Yes, that is an ongoing process. Right now, the cache tier is a little interesting in that it's not a write through cache, nor is it a read through. Basically it's a two step process from the web server. Check the cache, if it's not there the web server would go to the database, retrieve the object, serialize it, send the page to the user, and then asynchronously populate the cache. Rights are actually done through a very simple model of pop the cache, repeat that same process next time. So I am sure at some point we are going to want to move on to a more traditional three tiers model where your web servers don't talk to your database, but right now just based on the fact that when we started it was basically two tier, web server - database, the cache server was a very simple addition to add on the side, and as we grow more and more we'll start doing more through the cache and eventually take those connections away from web server database, to cache server database.
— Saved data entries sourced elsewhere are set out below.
PR #1808, opened 2026-09-17
Logs: show why the stream failed, not just that it failed

hisco:
## What a reader sees today

Open the Logs tab on a pod whose container has never started, and Radar says:

> Log stream connection failed

Nothing is wrong with the connection. The kubelet has no logs for a container
that never ran, and the pod log handler already says exactly that: it sends an
SSE `error` event carrying a reason like `waiting to start: trying and failing
to pull image`.

The client parsed that reason, wrote it to the browser console, and then put a
hardcoded string on screen instead. So an image the cluster cannot pull reads
as a broken Radar connection, and the reader goes looking at the network.

## The change

`handleSSEError` returns the reason it was already parsing, and `useLogStream`
shows it.

The old wording stays as the fallback for the two cases where it is accurate:

- a genuinely dropped connection, where EventSource fires a bare event with no
  body at all
- a refusal before the handshake, such as a denied namespace, which is an
  ordinary non-2xx response whose body EventSource never exposes

## Where to look hardest

The listener wiring moved out of the hook into `attachLogStreamListeners`. That
is most of the diff, and it is a move rather than a rewrite.

The reason for moving it is that the orderings are what actually matter here
and none of them were reachable from a test while they lived inside the hook:

- current Radar flushes `connected` before it opens the log stream, so the
  refusal arrives after the handshake
- older Radar never sends `connected` on that path, so the refusal is the first
  event
- the browser fires the same `error` listener again on the normal close that
  follows a clean `end`, which must stay silent
- a container switch supersedes an EventSource that can still fire late

Each of those is now a test. Reverting the one-line fix fails two of them.

## Compatibility

`handleSSEError` is exported from the package. Adding a return value to a
function that returned `void`, and making its third parameter optional, are both
source-compatible: existing call sites compile unchanged, and the new signature
is still assignable to the old type. Checked with `tsc --strict`.

## Tests

`packages/k8s-ui`: 3793 pass. `web`: 1381 pass. No new type errors.

---

> [!NOTE]
> **Low Risk**
> User-facing logs error copy and a refactor of SSE listener wiring; behavior is covered by new unit tests with no auth or data-handling changes.
> 
> **Overview**
> When pod log streaming fails with a server-provided reason (e.g. container waiting on **ImagePullBackOff**), the Logs UI now shows that message instead of the generic **"Log stream connection failed"**.
> 
> **`handleSSEError`** now **returns** the user-facing string (parsed from SSE `error` / `message` JSON, with the transport fallback when the event has no body). **`useLogStream`** sets **`streamError`** from that return value rather than always using the fallback label.
> 
> SSE listener wiring is **extracted** to **`attachLogStreamListeners`** so event **ordering** can be unit-tested: failure before/after **`connected`**, silent **`error`** after a clean **`end`**, and ignored late errors from superseded streams. New tests cover **`handleSSEError`** and the listener module.
> 
> <sup>Reviewed by [Cursor Bugbot](https://cursor.com/bugbot) for commit df05ccb11a9a3f23afef1f3a72c2ac0c760c84e7. Bugbot is set up for automated code reviews on this repo. Configure [here](https://www.cursor.com/dashboard/bugbot).</sup>


hisco:

PR #1809, opened 2026-09-17
Logs: say when the stream is no longer live

hisco:
Stacked on #1808. Base it there so the diff stays to this change; retarget to
`main` once that merges.

## What a reader sees today

Open a pod's logs, watch them stream, then have the pod go away. Nothing on
screen changes except that the lines stop and the Stop control disappears.

That looks exactly like a workload that went quiet. It is the wrong conclusion
to reach while debugging one, and there is no way to tell the two apart.

## Reproduced

Against a kind cluster, with a pod printing a line a second:

1. open the pod's Logs tab, confirm lines arriving
2. `kubectl delete pod <name> --grace-period=0 --force`
3. the last 25 lines stay frozen on screen, no message, nothing in the toolbar

## Two paths, neither surfaced

**A failure after lines had arrived** was dropped. Both viewers gated the error
on an empty buffer:

```
errorMessage={fetchError || (entries.length === 0 ? streamError : null)}
```

**An ordinary end was never reported at all.** This is the one the repro above
hits, and it is why my first attempt at this did not work: `handlePodLogsStream`
answers a terminated pod with `event: end`, not `event: error`. `endedRef` then
makes the error listener return early, which is correct, so there was nothing
for the viewer to show even in principle. The hook now carries the end through
to the viewer.

## Where it goes

With lines on screen, above them rather than instead of them. Replacing them
would throw away the last thing the workload said, which is usually the reason
the reader opened the tab. With an empty buffer it keeps the body, since there
is nothing else to show.

The server's end reason is often the bare marker `stream ended`, which just
repeats the headline, so reasons that add nothing are dropped rather than
printed twice. A real one ("container exited with code 137") is kept.

## Where to look hardest

`placeStreamNotice` decides tone and placement and is the whole of the logic;
everything else is wiring. Note that a failure outranks an end when both are
set, because the error listener also fires on the close that follows a clean
end, and a real failure must not be downgraded to "ended".

## Tests

`packages/k8s-ui`: 3802 pass, 13 of them new. No new type errors.
Verified in the running app on a kind cluster, before and after.

---

> [!NOTE]
> **Low Risk**
> UI-only logging viewer changes with dedicated unit tests; no auth, API, or data-path changes beyond displaying existing stream end/error state.
> 
> **Overview**
> When a log stream stops—clean server `end` or a real failure—the UI now tells the user instead of leaving frozen lines that look like a quiet workload.
> 
> The stream hook and SSE listeners expose **`streamEnded`** (reason from the `end` event) separately from **`streamError`**. New **`placeStreamNotice`** picks copy and placement: failures beat ends when both are set; redundant end reasons like `stream ended` are dropped; with an empty buffer the message fills the log body, and with lines already shown it appears as a **banner above the logs** via a new `notice` prop on `LogCore`. Pod and workload viewers no longer hide stream failures once lines have arrived.
> 
> Vitest coverage was added for notice placement and headlines.
> 
> <sup>Reviewed by [Cursor Bugbot](https://cursor.com/bugbot) for commit b0c72fd6b35b524387a11334ec69a91068b2d4ba. Bugbot is set up for automated code reviews on this repo. Configure [here](https://www.cursor.com/dashboard/bugbot).</sup>


hisco:

PR #1814, opened 2026-09-18
Logs: tell the truth about which run you are reading

hisco:
Stacked on #1809, which is stacked on #1808. Draft until both land; retarget
down the chain as they merge.

Three findings from a product review of the logs surface, all walked on a live
kind cluster with a real crashlooping pod.

## 1. The Previous checkbox showed the current run

The worst of the three, because it does not show too little, it shows the wrong
thing confidently.

Ticking Previous fetched the previous run, and then the auto-stream re-armed,
cleared the buffer and refilled it from the container running now. The checkbox
stayed ticked. An operator investigating a crash read the live run believing it
was the one that died.

Proved by giving each run a unique id and toggling the box:

```
without the fix   unticked: RUN-eb9c53c4     ticked: RUN-eb9c53c4   <- same run
with the fix      unticked: RUN-da859e57     ticked: (previous run)
```

My first attempt at evidence used a fixture that printed identical text on
every run, so it could not have distinguished the two. That is what the run ids
are for.

Following a container and reading a run that already exited are mutually
exclusive, so Previous now suppresses the auto-stream.

## 2. The kubelet's apology reached the reader as a log line

When the kubelet has already collected a container's log file, the apiserver
answers **200** and the body is its own sentence:

```
unable to retrieve container logs for containerd://6e2396b58f81ea5e…
```

Rendered in the log pane, that reads as something the workload printed. It is
now recognised and answered as **410** with a plain sentence instead.

Matching on the prefix is safe here: logs are fetched with `Timestamps: true`,
so a genuine line always begins with an RFC3339 stamp and cannot collide. If
the kubelet ever rewords it we fall back to today's behaviour, no worse.

## 3. Red meant two different things

Red was doing duty for both "Radar failed" and "your pod is in a bad state". A
log file the node no longer holds is the second. Spending red on ordinary pod
states is how a reader learns to ignore it, so a 404 or 410 now renders neutral
and red keeps its meaning.

Also drops the live-stream notice while a previous run is on screen, where it
described something that was not happening.

## Tests

`packages/k8s-ui` 3802 pass, `web` lint clean, `go test ./internal/server` green,
new unit test for the sentinel match. Verified in the running app against a real
CrashLoopBackOff pod, and the Previous fix was confirmed by reverting it and
watching the wrong run come back.


hisco:

PR #499, opened 2017-11-25
Fix accel enrichment for negative fuel pulse

mck1117:
If the target fuel was very small, and there was lots of fuel on the wall, you could get an injector pulse of <0.  This will inject no fuel (like a pulse of 0ms would), but will more importantly screw up the estimate for how much fuel is on the wall.  If the pulse went negative, the model would update as though the injector had sucked fuel back in to the tank.


mck1117:
I don't have a printer until Monday, so I'll sign/send the contribution agreement then

PR #506, opened 2017-12-03
Implement Cranking to Running Adv.Angle Interpolation for faster start

andreika-git:
Tested.


andreika-git:
> I could be wrong but it looks like minRpm value always stays zero? there is a bug
No, minRpm is updated in getAdvance() only if isCranking(), thus only if rpm > 0.
I guess it's better to change the name to minCrankingRpm, not actual.

andreika-git:
Done!

Issue #435, opened 2017-06-03
PID logic: min/max handling


rusefi:
open question if current PID implementation is right in terms of limiting iTerm into the minValue/maxValue range

https://github.com/rusefi/rusefi/blob/master/firmware/controllers/math/pid.cpp

rusefi:
http://brettbeauregard.com/blog/2011/04/improving-the-beginner%E2%80%99s-pid-reset-windup/

rusefi:
See also https://sourceforge.net/p/rusefi/tickets/353/

rusefillc:
Too much was improved in this area since 2017

PR #519, opened 2017-12-22
New PID with CIC integrator

andreika-git:
See https://rusefi.com/forum/viewtopic.php?f=9&t=1315

### DIFF
--- a/firmware/controllers/math/pid.cpp
+++ b/firmware/controllers/math/pid.cpp
@@ -38,29 +38,23 @@ float Pid::getValue(float target, float input) {
 	return getValue(target, input, 1);
 }
 
-float Pid::getValue(float target, float input, float dTime) {
+float Pid::getRawValue(float target, float input, float dTime) {
 	float error = target - input;
 	prevTarget = target;
 	prevInput = input;
 
 	float pTerm = pid->pFactor * error;
-	iTerm += pid->iFactor * dTime * error;
+	updateITerm(pid->iFactor * dTime * error);
 	dTerm = pid->dFactor / dTime * (error - prevError);
 
 	prevError = error;
 
-	/**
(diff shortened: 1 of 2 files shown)


andreika-git:
Solves #435 ?

firmware/controllers/math/pid.cpp
```diff
@@ -151,3 +145,61 @@ void Pid::showPidStatus(Logging *logging, const char*msg) {
...
+
+
+PidCic::PidCic() {
+	// call our derived reset()
+	reset();
+}
+
+PidCic::PidCic(pid_s *pid) : Pid(pid) {
+	// call our derived reset()
+	reset();
```
rusefi: looks like parent constructor is invokeing reset()  already

firmware/controllers/math/pid.cpp
```diff
@@ -151,3 +145,61 @@ void Pid::showPidStatus(Logging *logging, const char*msg) {
...
+		iTerm = pid->maxValue * 100;
+
+	// this is kind of a hack. a proper fix would be having separate additional settings 'maxIValue' and 'minIValye'
+	if (iTerm < -pid->maxValue * 100)
+		iTerm = -pid->maxValue * 100;
+}
+
+
+PidCic::PidCic() {
+	// call our derived reset()
```
rusefi: would it be nicer to invoke parent constructor?

rusefi:
It could be amazing to have a unit test for this new class

firmware/controllers/math/pid.cpp
andreika-git: Unfortunately, in C++ the  polymorphic inheritence is limited, unlike Java/C#. 
The parent constructor doesn't know how to call the virtual reset() method, because vtbl is not created jet...
https://isocpp.org/wiki/faq/strange-inheritance#calling-virtuals-from-ctors

PR #525, opened 2017-12-31
Fix VSS init/deinit

andreika-git:
Tested.


rusefi:
I believe this cannot work - there is no "stop" method.

So at the moment changing some other settings without changing VSS would give us an error. Also new listener is added every time which should get to overflow pretty soon?

andreika-git:
What do you mean? There IS a "stop" method:
void stopVSSPins(void) {
	stopWaveAnalyzerDriver("VSS", activeConfiguration.bc.vehicleSpeedSensorInputPin);
}
And it's called from applyNewHardwareSettings() every time, regardless of which settings are changed.
So on the contrary, the problem was that the 'stop' method was called, and there wasn't any 'start' method.

rusefi:
You are right, the code was actually good it's just hard to understand even for the author :)

I've renamed methods and added two lines of comments to improve this a bit under https://github.com/rusefi/rusefi/commit/1c08f2ea8a1644d8dc3987089a65369a0823c5a3

andreika-git:
Ok, thanx

PR #528, opened 2018-01-02
Impl. idlePid RPM dead-zone and upper-limit

andreika-git:
Tested.

### DIFF
--- a/firmware/controllers/idle_thread.cpp
+++ b/firmware/controllers/idle_thread.cpp
@@ -163,7 +163,7 @@ percent_t getIdlePosition(void) {
 	return currentIdlePosition;
 }
 
-static float autoIdle(float cltCorrection) {
+static float autoIdle(float cltCorrection, float manualIdlePosition) {
 	percent_t tpsPos = getTPS(PASS_ENGINE_PARAMETER_SIGNATURE);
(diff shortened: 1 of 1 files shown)


firmware/controllers/idle_thread.cpp
```diff
@@ -255,11 +268,12 @@ static msg_t ivThread(int param) {
...
 			baseIdlePosition = iacPosition;
 		} else {
+			float manualIdlePosition = manualIdleController(cltCorrection);
 			if (engineConfiguration->idleMode == IM_MANUAL) {
 				// let's re-apply CLT correction
-				iacPosition = manualIdleController(cltCorrection);
+				iacPosition = manualIdlePosition;
 			} else {
-				iacPosition = autoIdle(cltCorrection);
+				iacPosition = autoIdle(cltCorrection, manualIdlePosition);
```
rusefi: I am a bit confused here. I would think that idle is either MANUAL or AUTO. With the change, it looks like manualIdleController(cltCorrection) is used in both MANUAL and AUTO modes, this is a bit unexpected?

andreika-git: I suggest it only as a temporary solution. 
See https://rusefi.com/forum/viewtopic.php?p=27880#p27880

PR #545, opened 2018-01-22
Impl. narrow EGO averaging (alpha)

andreika-git:
Alpha-version. Partially tested.
Disabled by default (requires #define EFI_NARROW_EGO_AVERAGING)


firmware/controllers/sensors/ego.cpp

But for now it's really, I don't want to say "dumb object storage" because it's a lot of thought has gone into it and it works remarkably well, but it's just object storage, it doesn't really know what it's storing and where it came from, which may actually help performance, not sure, but it made it very easy to add as an after thought to the original design of several years ago when we needed a cache, we had a really fast four hundred server, if things get too slow, we'll just upgrade it. Not any more.
MySpace is comparable to Twitter in my mind - the site's really slow, doesn't really do much complicated actions, and has a tendency to break a lot.
So, listen to this and learn what not to do ;)
How do you test it?
listening to you (or similarly Dan Pritchet talking about eBay architecture) I have same questions in my mind:
how do you test new features before you roll them out? how do you test them scale? you don't have test lab with same level of scale as your production farm, do you? that makes me think you can't guarantee or knowingly predict exact level of performance until real users hit the new feature in real time. how do you deal with that and what did you have to build into your system to support new features deployment, as well as rolling features back quickly if apparently they did not work out as you had expected?
and another question is what did you have to do to support existence of "practical" development environments that behave as your production system but do not require each develop to work on dozens of servers, partitioned databases, and cache instances. How did this change your system's architecture?
Re: How do you test it?
you might be surprised how many companies don't have proper development/QA setups that replicate production environment well.
I witnessed number of scenarios when code passed developer and QA testing with flying colors but utterly failed in production environment. The failure was caused (as you already guessed it) by difference in development/QA vs production environment setups. Developers were writing code for one environment while being completely oblivious (no fault of their own) to the production environment pains and hazards.
Now, this might not be the case with MySpace. However, I certainly agree with you on the fact that Dan didn't say a word about testing their 'hydra'. But on the other hand, he wasn't asked that question.
NOTE to Ryan: It certainly would be great to hear from MySpace on how they test the code.